PR #381, opened 2016-03-21
added Maven troubleshooting and links

ethanport:
added Maven troubleshooting and links


fermujica:
Thanks Ethan, this is great. There is just one quick fix:
> Studio includes a Maven Support view. You can add this to your workspace projects by selecting Window > Show View > Other..., then searching for Maven Support. 

This is only possible if the user has _*Maven Tools for Mule*_ (not included in the default installation) installed. I'm linking the instructions for that as well.

PR #390, opened 2016-03-23
Added trim operator.

adobni:
With definition and example.


nearnshaw:
Thanks Ale!  I didn't know that operator existed, great that you added it!

PR #395, opened 2016-03-25
A stray single 's' was removed (this caused invalid json).

cgorshing:
The very first example had a stray 's' for the input JSON data, I copied/pasted a few times thinking I was doing something wrong until I saw the 's'. I expected the JSON to be valid - hopefully I'm rightfully so in thinking :)


george-hoffer:
Thank you for catching this, and thanks for accepting the contributor's agreement. Appreciate your help in improving MuleSoft documentation.

PR #396, opened 2016-03-25
Add yourkit agent instructions via -attach method.

JoshRosso:
I believe we should add instructions on how to link the YourKit agent into Mule via `-attach`. It's quite convenient.


george-hoffer:
Wow - Very nice documenting. Thank you!!

PR #397, opened 2016-03-26
Remove _images ref from images and fix anchor links to be consistent

JoshRosso:
Remove _images ref from images and fix anchor links to be consistent with how the site build.

@george-hoffer A few mistakes I made in refing links and images. Corrected here.


nearnshaw:
Thanks Josh!
Both things definitively needed fixing. I'm not sure though that the link:#internal-link-to-title  syntax really works in asciidoc, at least I've never used it. Does it? For those cases, what I use is the following syntax <<this is the title to link to, this is the text to display in the hyperlink>>
I'll approve your pull request and then change that

PR #398, opened 2016-03-28
CloudHub VPC

mhuang55:
Cleaning up the wording on VPC and to separate VPC from the connectivity methods such as IPSec.

### DIFF
--- a/cloudhub/v/latest/virtual-private-cloud.adoc
+++ b/cloudhub/v/latest/virtual-private-cloud.adoc
@@ -9,7 +9,7 @@ The Virtual Private Cloud creates a logically private and isolated network to ho
 
 image:CHVPC01.png[CHVPC01]
 
-VPC can be connected to your corporate intranet or cloud infrastrcture using secure connectivity methods. You can leverage IPSec (Strongswan) or Amazon Web Services (AWS) Direct Connect to connect to remote networks. In the event that your remote network is also in AWS, VPC peering can be leverage given your CloudHub VPC and your AWS VPC are in the same region. Do note that to leverage AWS Direct Connect you must have the relationshiop with AWS to set up the Direct Connections. Once the direct connection is established it can be applied to your CloudHub VPC. Although there are serveral choices highlighted here, IPSec is in gernal the recommended solutions as it provides a secure and flexible way to connect your VPC to your on-prem networks.
+VPC can be connected to your corporate intranet or cloud infrastrcture using secure connectivity methods. You can leverage IPSec (Strongswan) or Amazon Web Services (AWS) Direct Connect to connect to remote networks. In the event that your remote network is also in AWS, VPC peering can be leverage given your CloudHub VPC and your AWS VPC are in the same region. Do note that to leverage AWS Direct Connect you must have the relationshiop with AWS to set up the direct connections. Once the direct connection is established it can be applied to your CloudHub VPC. Although there are serveral choices highlighted here, IPSec is in gernal the recommended solutions as it provides a secure and flexible way to connect your VPC to your on-prem networks.
 
 == VPC Connectivity Methods
 
--- a/cloudhub/v/latest/virtual-private-cloud.adoc
+++ b/cloudhub/v/latest/virtual-private-cloud.adoc
@@ -1,7 +1,7 @@
 = Virtual Private Cloud
 :keywords: cloudhub, vpc, ipsec, ssl, openvpn
 
-CloudHub's Virtual Private Cloud (VPC) allows you ro create a virtually private and logically isolated network in the could to host your integration work loads.  You have the choice of using several connectivity methods that can connect your VPC securely and privately to your corporate intranet – whether on-premises or in other clouds – as if they were all part of a single, private network. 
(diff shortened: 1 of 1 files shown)


fermujica:
Thanks a lot for this Mark!  
Last week we were revising this very VPC definition as it was confusing to some users.
As we are trying to clarify our VPC offering a little bit more, I'll definitely use your suggestions in this PR in our [current draft](https://github.com/mulesoft/mulesoft-docs/blob/Runtime-Manager-rename-2016/runtime-manager/v/latest/virtual-private-cloud.adoc) .

mhuang55:
So a few things ... one let's remove OpenVPN as this is not something we're going to support going forward. Most of our configurations are IPSec and there's no need for OpenVPN (SSL) since IPSec does the trick. Also those are not topologies. A VPC is AWS's term for their network virtualization layer and that's it. It simply exposes an API so that you can create a network. To connect this network to any other network has nothing to do with VPC. It has everything to do with HOW one wants to connect. So those are connectivity methods or models. It is also critical important to highlight that a VPC in the way we use it is an extension of the customer's network. They define the address space that they can route over their intranet. This is a critical point as it causes much of our grief in the initial conversations with customers. We have to un tech the notion that we define VPC and how to connect. The fact of the matter is, this is part of the network design.

fermujica:
> So a few things ... one let's remove OpenVPN as this is not something we're going to support going forward. Most of our configurations are IPSec and there's no need for OpenVPN (SSL) since IPSec does the trick. 

Got it. Not sure if we should remove it completely or let them know that this is a possibility that we don't recommend and are unnoficially sunsetting. 

> Also those are not topologies. A VPC is AWS's term for their network virtualization layer and that's it. It simply exposes an API so that you can create a network. To connect this network to any other network has nothing to do with VPC. It has everything to do with HOW one wants to connect. So those are connectivity methods or models. 

Totally agree. I think this _topologies_ denomination along with the whole deal of portraying VPC as a product to connect networks was more of a marketing approach, similar to what Daniel said in his [comment](https://mulesoft.slack.com/archives/docs-feedback/p1458525930000039). 

>It is also critical important to highlight that a VPC in the way we use it is an extension of the customer's network. They define the address space that they can route over their intranet. This is a critical point as it causes much of our grief in the initial conversations with customers. We have to un tech the notion that we define VPC and how to connect. The fact of the matter is, this is part of the network design.

Yes, I understand the need to properly define a VPC.  I'm rewriting this part to make it clearer. Expect an update on [the draft](https://github.com/mulesoft/mulesoft-docs/blob/Runtime-Manager-rename-2016/runtime-manager/v/latest/virtual-private-cloud.adoc) later today. We are currently handling most of the updates for Cloudhub related docs in a separate branch so we can properly migrate all `Cloudhub` directories to `runtime-manager` definitions in one simple merge. 
If these changes do not affect the current branch, I'd like to push these updates to `Master` so they can go live already. I'll keep you posted.

I've been revising our VPC doc for a week now. There's even JIRA [DOCS-1543](https://www.mulesoft.org/jira/browse/DOCS-1543) created for this, so I really appreciate your comments. They **really** helped.

fermujica:
Hi Mark,

As we talked earlier, I organized our VPC documentation.
* The *topology* definition has been removed and replaced by *Connectivity Method* as you suggested in this pull request. 
* I checked the implications of removing the openVPN option from our documentation and luckily there are no other references to this technology except for the VPC discovery form where it still lists 
**OpenVPN tunnel with network-to-network configuration** and **OpenVPN tunnel with host-to-network configuration** as valid connection modes. I don't have access to modify it, but if openVPN is being taken out of the documentation, this form should be updated as well. 

Check the [current draft](https://github.com/mulesoft/mulesoft-docs/blob/Runtime-Manager-rename-2016/runtime-manager/v/latest/virtual-private-cloud.adoc) to see the final version and let me know what you think.

mhuang55:
So I looked at the current draft: And here are things I think should be cleaned up still.
In how VPC works .. it still talks about VPC topologies. VPC is just a service to create a network. The wording also says VPC can be configured to use IPSec .. we can't actually configure a VPC in that way. We configure an IPSec GW to leverage IPSec. I'm not sure what "IPSec can be configured at the HW level in addition to SW client" is intended to tell the reader. And the wording on peering seems to be prescribing how something should be done. The fact of the matter is that peering is just an option even if the customer is in AWS and in the same region. This should not be an instant recommendation that peering should be used. So even if OpenVPN is still in the form which we'll need to get that all sorted out in a more long terms strategy, educating the customer start with this doc. Most customer reference this doc when we question them on their approach. So far we've only gotten 2 OpenVPN requests that I'm aware of. When we ask why they need to use it, they just say the documentation said I could. We then tell them to use IPSec and they go okay. There's normally no compelling reason to use SSL (OpenVPN) unless there's specific use-case which we have not come across. Also we've gotten more request to link their direct connect than we have in OpenVPN. And in some instances the customer had no idea we even did this and after having a conversation with them, they would have wished to do that instead of IPSec but it was too late for them to change. Also we need to convey the point that the VPC and how to connect is defined by the customer not Mulesoft. This is also an area of contention and confusing as they think we have some default configuration. Since this is like an extension of their network, they actually defined it. We just do the typing for them. When all this becomes self services at some point we're not longer involved. They would have an interface to define and configure all this on their own.

PR #399, opened 2016-03-29
Correction of a few typo's

cgorshing:
Many typo corrections. Some I didn't change because although they are not proper USA spelling, they are correct British English spelling.

There were also some typo's in the release notes which were commit messages. I left those as is as well.


nearnshaw:
Thanks a lot Chad! You even made the effort of replicating changes across versions, we really appreciate that :)

PR #401, opened 2016-03-29
Add an additional argument for license generation command

NathanNam:


sharkberto:
Thanks Nathan. It is no problem to add this information there, in my view--I only have a minor adjustment after merge...

PR #403, opened 2016-03-30
payload.bookstore.book should be payload.bookstore

ethanport:
This example does not work without this change. The change generates the listed Output.

### DIFF
--- a/mule-user-guide/v/3.7/dataweave-examples.adoc
+++ b/mule-user-guide/v/3.7/dataweave-examples.adoc
@@ -271,16 +271,16 @@ This example takes an XML list of books and outputs a JSON version of the same. 
 %input payload application/xml
 %output application/json
 ---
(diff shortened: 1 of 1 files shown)


nearnshaw:
Thanks Ethan, you're right about that, the example is broken.
A syntax of  payload.bookstore.*book   (with an *) would also work, which is what we have in several other examples. Your version is easier to read and understand, though... so I'm actually going to change all of the others to match yours :)

nearnshaw:
Thanks Ethan, you're right about that, the example is broken.
A syntax of  payload.bookstore.*book   (with an *) would also work, which is what we have in several other examples. Your version is easier to read and understand, though... so I'm actually going to change all of the others to match yours :)

ethanport:
Actually, it would be great to include your alternative also. This syntax is confusing when you first learn it.

PR #405, opened 2016-03-30
Fix business group parameter

aiannucci:
Add the businessGroup parameter which was added in version 2.1.1 and was missing from the docs.


nearnshaw:
Thanks Ale!   I'll now also add this parameter to the 3.8-m1 version of that doc

PR #1738, opened 2015-11-01
Just say "--no"

greg-1-anderson:
This PR supports --no- options as an alternate for =0 (e.g. --no-browser inste…ad of --browser=0).

I noticed that since forever ago (Drush 5, or whenever it was), Drush had a provision for --no options.  The function drush_append_negation_options() ensures that --no-foo does not raise an error if there is any command option --foo.  However, despite this assurance, nothing in Drush ever allowed these options to actually work.

This PR introduces a minor enhancement that does just that.  If this looks acceptable, I could update the documentation for options where --no makes sense.


weitzman:
Yes, this is much desired. Thanks.

We should document this. No idea where.

greg-1-anderson:
I scattered documentation around various places in Drush in the commit above. I'll merge this once the tests come back green.

PR #1740, opened 2015-11-02
Fix FormattableMarkup Invalid placeholder error

stefanruijsenaars:
See https://www.drupal.org/node/2575703#comment-10516850

### DIFF
--- a/includes/output.inc
+++ b/includes/output.inc
@@ -154,6 +154,10 @@ function dt($string, $args = array()) {
     // so we'll pre-replace these before calling translate().
     $legacy_args = find_legacy_dt_args($args);
     $string = strtr($string, $legacy_args);
+    // Remove the legacy replacements.
+    foreach (array_keys($legacy_args) as $legacy_arg_key) {
+      unset($args[$legacy_arg_key]);
+    }
     $output = \Drupal::translation()->translate($string, $args);
   }
   else if (function_exists('t') && drush_drupal_major_version() <= 7 && function_exists('theme')) {
--- a/includes/output.inc
+++ b/includes/output.inc
@@ -150,8 +150,8 @@ function dt($string, $args = array()) {
   // The language system requires a working container which has the string
   // translation service.
   else if (drush_drupal_major_version() >= 8 && \Drupal::hasService('string_translation')) {
-    // Drupal 8 deprecates (and will eventually remove) !var replacements,
-    // so we'll pre-replace these before calling translate().
+    // Drupal 8 removes !var replacements, creating a user-level error when
+    // these are used, so we'll pre-replace these before calling translate().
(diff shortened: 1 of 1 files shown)


wimleers:
This fixed it!

But I think this should also update

```
// Drupal 8 deprecates (and will eventually remove) !var replacements,
```

because now it's no longer just deprecated: it actually causes errors.

stefanruijsenaars:
Updated the comment

includes/output.inc
```diff
@@ -150,10 +150,14 @@ function dt($string, $args = array()) {
...
   // translation service.
   else if (drush_drupal_major_version() >= 8 && \Drupal::hasService('string_translation')) {
-    // Drupal 8 deprecates (and will eventually remove) !var replacements,
-    // so we'll pre-replace these before calling translate().
+    // Drupal 8 removes !var replacements, creating a user-level error when
+    // these are used, so we'll pre-replace these before calling translate().
     $legacy_args = find_legacy_dt_args($args);
     $string = strtr($string, $legacy_args);
+    // Remove the legacy replacements.
+    foreach (array_keys($legacy_args) as $legacy_arg_key) {
```
dawehner: Why do we not fix the usages of those entries or convert them?

stefanruijsenaars: Convert them into? strtr() inside of the dt() call in the 100+ instances where we use !var rather than doing it in find_legacy_dt_args()?

Not opposed to that but also wondering what we gain by doing so? In drush we shouldn't be having the usual sanitization concerns because the output is CLI

greg-1-anderson:
I think this PR is the right approach.

There are two questions that were raised her:

1) Why not just change all of the !var replacements in Drush, rather than fixing them up in dt()?

I am not sure that it is helpful to change !var to %var everywhere in Drush. Some instances may contain strings that the author intended to emit to the terminal without encoding. %var will encode.  Also, there are 500+ Drush extensions, many of which will also use !var.  It would be an extracted process to change all of these, even if it was a good idea to do so.

2) Why call through to t() at all?

One previously-stated reason was so that Drush translation could take advantage of translations done by Drupal. This will only be relevant for a very small number of very short strings, though, so I don't think it is very important. A more significant reason is that I believe that some code in Drupal, e.g. form submit button handlers, expect that their string parameters (e.g. the button label text) has been passed through t() (or the d8 translation class equivalent), and will not function correctly if a raw string is provided. I have to admit that I am not fully aware of the exact mechanisms involved here. It does seem to me that it would be possible to have dt() do its own substitutions, and provide a separate function for use in cases where we must use Drupal translation.  We could certainly go this route, but we'd have to get it right. The first step would be to stop calling through to Drupal in dt(), and see what (e.g. site-install?) breaks.

In the short term, though, I'd recommend just merging this PR.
----------------------------------------
## Exercise aim
Exactly as they appear, retype the lines from the start of the records through the line containing "Thanks Ethan, this".

## The completed task
PR #381, opened 2016-03-21
added Maven troubleshooting and links

ethanport:
added Maven troubleshooting and links


fermujica:
Thanks Ethan, this is great. There is just one quick fix:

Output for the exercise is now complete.